Kupuję za 3 zł i podlewam pelargonie na balkonie. Kwitną jak szalone aż do późnej jesieni
Pelargonie to niewątpliwie jedne z najpopularniejszych kwiatów balkonowych i tarasowych w Polsce. Pięknie kwitną, a ich kwiaty zdobią kolorowo balustrady przez całe lato. Warto także wspomnieć, że pelargonie to kwiaty dość łatwe w uprawie. Nie wymagają stosowania wielu specjalistycznych środków wspomagających ich wzrost i kwitnienie. Wystarczy raz na jakiś czas zasilić je domowymi nawozami, a odwdzięczą się nam bujnym kwiatostanem aż do jesieni. W pielęgnacji pelargonii nie wolno oczywiście zapominać o jej regularnym podlewaniu - zwłaszcza w czasie upałów. I tu warto zwrócić uwagę na to, czym podlewamy pelargonie. Ja zamiast zwykłej kranówki stosuję wodę mineralną niegazowaną. Dostarczy ona pelargonii cennych składników odżywczych i pomoże utrzymać kwiatostan możliwie jak najdłużej.

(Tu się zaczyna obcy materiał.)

PR #6226, opened 2019-02-03
community/php7-pecl-ssh2: fix build and add check()

andypost:
Closes #9958

Extension ported to support php 7.x but no release, so using huge patch

PS https://bugs.alpinelinux.org/issues/9958

### DIFF
--- a/community/php7-pecl-ssh2/APKBUILD
+++ b/community/php7-pecl-ssh2/APKBUILD
@@ -3,14 +3,16 @@
 pkgname=php7-pecl-ssh2
 _pkgreal=ssh2
 pkgver=1.1.2
-pkgrel=3
+pkgrel=4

Domowy nawóz do pelargonii z ziemniaka
Raz na jakiś czas warto przygotować także domowy nawóz do pelargonii, bo to dzięki niemu kwiaty będą obficie kwitnąć, a roślina stanie się odporniejsza na wszelkie choroby i szkodniki. U mnie świetnie sprawdza się domowy nawóz z ziemniaka do pelargonii, który jest źródłem azotu, fosforu, potasu. To te składniki sprawiają, że roślina balkonowa obsypuje się pięknymi kwiatami. Co więcej, taki domowy nawóz do pelargonii zapewnia intensywny wzrost roślin. Jak go przygotować? Otóż potrzebujesz zaledwie dwóch składników. Obierz 1 średniej wielkości ziemniaka i zalej go 1 litrem wody. Wszystko zblenduj na gładką papkę, a następnie przecedź ją przez sitko. Płynem podlej swoje pelargonie.